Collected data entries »
↓↓↓

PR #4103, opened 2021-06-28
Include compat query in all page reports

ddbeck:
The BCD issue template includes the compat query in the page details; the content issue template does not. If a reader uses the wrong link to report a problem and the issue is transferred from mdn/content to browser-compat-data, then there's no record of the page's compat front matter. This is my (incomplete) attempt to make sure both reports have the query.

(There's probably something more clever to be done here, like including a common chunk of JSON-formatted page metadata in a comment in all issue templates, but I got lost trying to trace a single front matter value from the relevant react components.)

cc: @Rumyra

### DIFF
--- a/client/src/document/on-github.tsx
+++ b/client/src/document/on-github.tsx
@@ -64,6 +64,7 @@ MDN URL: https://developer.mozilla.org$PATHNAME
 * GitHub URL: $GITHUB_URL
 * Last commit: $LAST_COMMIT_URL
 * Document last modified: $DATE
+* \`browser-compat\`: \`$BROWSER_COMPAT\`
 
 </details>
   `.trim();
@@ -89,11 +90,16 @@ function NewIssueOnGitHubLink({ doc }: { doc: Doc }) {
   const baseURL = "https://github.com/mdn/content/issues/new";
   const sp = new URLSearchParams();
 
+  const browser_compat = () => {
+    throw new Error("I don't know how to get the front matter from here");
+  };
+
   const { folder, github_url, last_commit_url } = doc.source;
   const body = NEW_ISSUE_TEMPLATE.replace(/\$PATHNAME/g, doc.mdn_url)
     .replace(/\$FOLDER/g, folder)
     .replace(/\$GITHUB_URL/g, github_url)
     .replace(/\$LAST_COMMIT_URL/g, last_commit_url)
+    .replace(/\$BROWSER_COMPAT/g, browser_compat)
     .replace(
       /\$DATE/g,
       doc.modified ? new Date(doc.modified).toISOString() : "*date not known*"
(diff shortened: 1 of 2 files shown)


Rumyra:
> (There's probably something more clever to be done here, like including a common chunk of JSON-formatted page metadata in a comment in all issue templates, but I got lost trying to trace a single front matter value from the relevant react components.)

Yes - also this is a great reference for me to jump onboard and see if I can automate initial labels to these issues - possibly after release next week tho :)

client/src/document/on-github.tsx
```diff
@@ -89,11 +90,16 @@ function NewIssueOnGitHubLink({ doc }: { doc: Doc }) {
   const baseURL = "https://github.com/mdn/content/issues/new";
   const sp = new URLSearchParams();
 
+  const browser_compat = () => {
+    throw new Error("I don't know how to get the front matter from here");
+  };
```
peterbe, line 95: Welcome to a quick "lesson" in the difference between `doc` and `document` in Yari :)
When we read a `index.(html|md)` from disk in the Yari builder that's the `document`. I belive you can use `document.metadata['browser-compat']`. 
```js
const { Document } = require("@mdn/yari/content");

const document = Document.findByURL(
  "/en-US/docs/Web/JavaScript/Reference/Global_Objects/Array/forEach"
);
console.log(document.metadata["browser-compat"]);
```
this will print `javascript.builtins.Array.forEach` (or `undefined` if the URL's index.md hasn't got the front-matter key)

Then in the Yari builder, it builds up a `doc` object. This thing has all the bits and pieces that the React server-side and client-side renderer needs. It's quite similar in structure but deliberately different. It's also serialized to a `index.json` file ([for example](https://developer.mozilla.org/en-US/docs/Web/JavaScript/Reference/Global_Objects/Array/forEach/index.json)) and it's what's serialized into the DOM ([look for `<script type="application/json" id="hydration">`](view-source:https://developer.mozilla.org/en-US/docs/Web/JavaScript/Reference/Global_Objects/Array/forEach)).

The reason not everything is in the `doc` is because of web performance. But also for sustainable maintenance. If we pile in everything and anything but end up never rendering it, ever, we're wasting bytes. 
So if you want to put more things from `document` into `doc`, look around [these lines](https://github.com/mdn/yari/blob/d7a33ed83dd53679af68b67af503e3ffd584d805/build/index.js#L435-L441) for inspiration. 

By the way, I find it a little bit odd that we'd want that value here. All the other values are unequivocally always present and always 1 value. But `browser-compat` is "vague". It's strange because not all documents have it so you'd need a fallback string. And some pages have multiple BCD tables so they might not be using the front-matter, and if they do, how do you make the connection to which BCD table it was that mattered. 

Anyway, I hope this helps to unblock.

↑↑↑
↓↓↓

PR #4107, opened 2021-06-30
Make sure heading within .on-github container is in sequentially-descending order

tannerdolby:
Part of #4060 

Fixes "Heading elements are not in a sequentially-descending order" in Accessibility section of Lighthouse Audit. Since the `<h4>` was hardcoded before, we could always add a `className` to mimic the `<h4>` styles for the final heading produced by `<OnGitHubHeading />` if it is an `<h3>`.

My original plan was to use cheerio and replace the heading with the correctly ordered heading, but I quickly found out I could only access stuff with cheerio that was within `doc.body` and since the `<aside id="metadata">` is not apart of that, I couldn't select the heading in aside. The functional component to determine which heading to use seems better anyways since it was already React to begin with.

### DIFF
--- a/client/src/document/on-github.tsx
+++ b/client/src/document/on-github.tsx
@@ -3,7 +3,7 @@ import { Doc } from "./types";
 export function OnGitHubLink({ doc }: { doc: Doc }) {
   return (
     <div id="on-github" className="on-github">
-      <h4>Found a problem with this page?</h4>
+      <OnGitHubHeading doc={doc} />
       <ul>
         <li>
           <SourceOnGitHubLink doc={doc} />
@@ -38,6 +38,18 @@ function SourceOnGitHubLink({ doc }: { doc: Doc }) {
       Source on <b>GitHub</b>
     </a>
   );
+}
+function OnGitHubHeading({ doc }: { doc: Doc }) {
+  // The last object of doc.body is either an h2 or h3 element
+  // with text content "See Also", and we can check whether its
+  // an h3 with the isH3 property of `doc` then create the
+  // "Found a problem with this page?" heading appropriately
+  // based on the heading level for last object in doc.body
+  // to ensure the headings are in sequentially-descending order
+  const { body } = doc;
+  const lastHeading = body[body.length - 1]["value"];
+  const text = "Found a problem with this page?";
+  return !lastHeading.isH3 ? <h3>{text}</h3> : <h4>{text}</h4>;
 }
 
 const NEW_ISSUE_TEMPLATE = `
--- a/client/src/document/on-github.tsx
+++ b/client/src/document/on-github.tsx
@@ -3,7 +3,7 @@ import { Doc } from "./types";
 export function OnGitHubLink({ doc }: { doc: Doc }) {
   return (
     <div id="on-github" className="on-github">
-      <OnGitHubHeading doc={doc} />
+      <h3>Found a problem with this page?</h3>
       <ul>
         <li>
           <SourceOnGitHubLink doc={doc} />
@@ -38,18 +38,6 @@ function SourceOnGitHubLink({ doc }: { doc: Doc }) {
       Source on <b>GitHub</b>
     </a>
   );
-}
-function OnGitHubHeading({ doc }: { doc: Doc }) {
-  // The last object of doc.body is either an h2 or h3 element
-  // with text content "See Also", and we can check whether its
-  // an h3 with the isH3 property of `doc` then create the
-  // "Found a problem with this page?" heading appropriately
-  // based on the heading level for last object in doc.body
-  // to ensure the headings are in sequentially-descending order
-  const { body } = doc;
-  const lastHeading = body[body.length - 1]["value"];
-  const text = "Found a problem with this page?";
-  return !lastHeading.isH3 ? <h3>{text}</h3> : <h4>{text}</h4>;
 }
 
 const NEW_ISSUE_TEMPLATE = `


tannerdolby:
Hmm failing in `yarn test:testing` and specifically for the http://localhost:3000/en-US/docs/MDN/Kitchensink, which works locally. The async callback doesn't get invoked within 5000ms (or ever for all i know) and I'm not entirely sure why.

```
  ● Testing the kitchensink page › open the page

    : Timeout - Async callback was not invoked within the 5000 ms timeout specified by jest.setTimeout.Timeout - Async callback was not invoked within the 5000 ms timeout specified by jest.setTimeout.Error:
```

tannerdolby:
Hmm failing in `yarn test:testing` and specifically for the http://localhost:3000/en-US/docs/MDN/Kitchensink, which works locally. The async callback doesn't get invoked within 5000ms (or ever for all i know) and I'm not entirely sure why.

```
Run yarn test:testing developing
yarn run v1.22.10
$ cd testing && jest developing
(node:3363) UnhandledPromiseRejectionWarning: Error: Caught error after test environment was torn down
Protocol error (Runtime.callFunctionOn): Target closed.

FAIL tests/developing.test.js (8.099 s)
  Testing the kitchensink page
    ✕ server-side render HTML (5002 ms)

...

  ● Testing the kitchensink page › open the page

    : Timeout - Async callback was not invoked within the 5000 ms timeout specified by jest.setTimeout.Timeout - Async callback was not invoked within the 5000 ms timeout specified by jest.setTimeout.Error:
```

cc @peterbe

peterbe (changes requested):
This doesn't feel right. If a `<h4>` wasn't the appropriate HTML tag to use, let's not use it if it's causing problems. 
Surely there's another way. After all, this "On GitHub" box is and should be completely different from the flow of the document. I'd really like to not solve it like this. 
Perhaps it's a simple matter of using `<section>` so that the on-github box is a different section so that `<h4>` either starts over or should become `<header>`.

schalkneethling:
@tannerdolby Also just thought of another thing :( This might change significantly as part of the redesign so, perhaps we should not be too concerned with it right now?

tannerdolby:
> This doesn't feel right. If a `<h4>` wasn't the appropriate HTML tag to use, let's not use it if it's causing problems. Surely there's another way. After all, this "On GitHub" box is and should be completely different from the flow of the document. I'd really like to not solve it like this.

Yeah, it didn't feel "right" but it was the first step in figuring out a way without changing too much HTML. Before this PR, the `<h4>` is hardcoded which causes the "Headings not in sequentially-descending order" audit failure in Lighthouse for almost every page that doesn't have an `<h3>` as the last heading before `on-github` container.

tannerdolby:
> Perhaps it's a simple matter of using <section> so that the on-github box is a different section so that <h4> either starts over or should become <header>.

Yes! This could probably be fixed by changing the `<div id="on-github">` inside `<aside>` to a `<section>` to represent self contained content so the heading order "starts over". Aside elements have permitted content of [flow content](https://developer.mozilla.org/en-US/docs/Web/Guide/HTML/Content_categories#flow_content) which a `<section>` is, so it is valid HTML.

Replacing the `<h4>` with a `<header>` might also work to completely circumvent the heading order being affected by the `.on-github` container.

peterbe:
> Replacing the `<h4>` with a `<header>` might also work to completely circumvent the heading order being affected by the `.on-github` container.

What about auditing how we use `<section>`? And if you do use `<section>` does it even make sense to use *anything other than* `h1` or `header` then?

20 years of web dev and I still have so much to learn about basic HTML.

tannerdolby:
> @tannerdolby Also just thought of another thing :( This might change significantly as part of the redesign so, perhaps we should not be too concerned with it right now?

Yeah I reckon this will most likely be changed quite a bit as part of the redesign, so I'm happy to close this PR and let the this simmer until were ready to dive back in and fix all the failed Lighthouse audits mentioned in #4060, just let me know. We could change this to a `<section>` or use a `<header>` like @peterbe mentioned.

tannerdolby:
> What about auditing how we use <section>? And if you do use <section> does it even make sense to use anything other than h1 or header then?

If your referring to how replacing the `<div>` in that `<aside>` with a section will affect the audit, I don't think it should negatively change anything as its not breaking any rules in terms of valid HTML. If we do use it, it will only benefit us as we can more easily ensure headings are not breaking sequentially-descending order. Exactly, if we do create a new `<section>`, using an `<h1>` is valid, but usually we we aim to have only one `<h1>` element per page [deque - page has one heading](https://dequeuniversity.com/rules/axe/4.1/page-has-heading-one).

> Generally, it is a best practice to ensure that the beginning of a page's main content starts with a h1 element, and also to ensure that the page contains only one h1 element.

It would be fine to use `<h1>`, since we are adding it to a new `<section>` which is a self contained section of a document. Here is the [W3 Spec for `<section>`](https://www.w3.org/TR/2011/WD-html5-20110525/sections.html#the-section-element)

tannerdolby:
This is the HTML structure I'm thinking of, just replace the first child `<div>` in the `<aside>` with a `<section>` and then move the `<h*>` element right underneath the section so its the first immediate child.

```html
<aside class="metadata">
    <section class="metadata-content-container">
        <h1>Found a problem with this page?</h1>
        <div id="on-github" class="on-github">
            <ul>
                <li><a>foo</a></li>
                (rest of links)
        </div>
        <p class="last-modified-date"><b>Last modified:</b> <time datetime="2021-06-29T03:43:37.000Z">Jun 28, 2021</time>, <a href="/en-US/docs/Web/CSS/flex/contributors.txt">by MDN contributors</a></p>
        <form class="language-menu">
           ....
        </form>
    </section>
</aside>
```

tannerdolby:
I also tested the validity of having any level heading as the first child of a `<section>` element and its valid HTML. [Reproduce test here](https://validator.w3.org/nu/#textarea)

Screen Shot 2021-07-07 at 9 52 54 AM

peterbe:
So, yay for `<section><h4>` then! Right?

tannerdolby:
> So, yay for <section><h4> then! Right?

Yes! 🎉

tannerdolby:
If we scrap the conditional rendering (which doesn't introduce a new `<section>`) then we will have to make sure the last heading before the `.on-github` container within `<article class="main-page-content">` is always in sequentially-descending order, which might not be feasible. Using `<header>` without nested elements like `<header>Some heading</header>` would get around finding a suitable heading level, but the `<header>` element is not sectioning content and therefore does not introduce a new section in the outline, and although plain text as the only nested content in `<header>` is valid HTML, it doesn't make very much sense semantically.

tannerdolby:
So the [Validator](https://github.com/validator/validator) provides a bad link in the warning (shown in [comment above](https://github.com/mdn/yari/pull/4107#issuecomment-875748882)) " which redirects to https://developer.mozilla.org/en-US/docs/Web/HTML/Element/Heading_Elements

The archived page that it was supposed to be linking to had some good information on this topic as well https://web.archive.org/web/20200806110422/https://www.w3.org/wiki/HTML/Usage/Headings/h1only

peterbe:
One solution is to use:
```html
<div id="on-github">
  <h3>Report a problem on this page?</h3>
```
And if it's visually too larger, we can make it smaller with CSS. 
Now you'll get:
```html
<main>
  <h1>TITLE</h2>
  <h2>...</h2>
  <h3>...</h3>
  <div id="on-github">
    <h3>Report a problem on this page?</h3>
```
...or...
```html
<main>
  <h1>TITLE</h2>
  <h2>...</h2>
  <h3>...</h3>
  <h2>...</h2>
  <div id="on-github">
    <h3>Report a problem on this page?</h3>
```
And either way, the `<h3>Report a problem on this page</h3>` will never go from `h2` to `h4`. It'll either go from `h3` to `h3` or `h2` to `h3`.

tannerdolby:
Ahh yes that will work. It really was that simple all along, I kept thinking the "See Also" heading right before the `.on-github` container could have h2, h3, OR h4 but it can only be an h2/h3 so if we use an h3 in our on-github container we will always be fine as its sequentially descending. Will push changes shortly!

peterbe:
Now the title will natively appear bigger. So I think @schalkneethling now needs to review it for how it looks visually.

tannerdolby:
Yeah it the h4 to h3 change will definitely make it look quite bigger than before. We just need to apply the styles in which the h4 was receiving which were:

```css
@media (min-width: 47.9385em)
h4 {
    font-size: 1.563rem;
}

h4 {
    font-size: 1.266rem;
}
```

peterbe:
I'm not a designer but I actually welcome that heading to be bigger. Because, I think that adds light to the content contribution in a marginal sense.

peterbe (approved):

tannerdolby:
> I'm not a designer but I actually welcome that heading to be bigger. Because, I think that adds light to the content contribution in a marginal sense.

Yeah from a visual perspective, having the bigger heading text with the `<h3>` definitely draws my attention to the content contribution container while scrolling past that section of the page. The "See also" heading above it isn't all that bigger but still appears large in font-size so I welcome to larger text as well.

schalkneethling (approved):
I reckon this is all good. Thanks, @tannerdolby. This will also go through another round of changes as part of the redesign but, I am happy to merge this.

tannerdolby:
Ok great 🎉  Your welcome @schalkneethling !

↑↑↑

WHAT TO WORK ON »
From the records above, return each line that has the string "thought".

RESPONSE BELOW »
@tannerdolby Also just thought of another thing :( This might change significantly as part of the redesign so, perhaps we should not be too concerned with it right now?
> @tannerdolby Also just thought of another thing :( This might change significantly as part of the redesign so, perhaps we should not be too concerned with it right now?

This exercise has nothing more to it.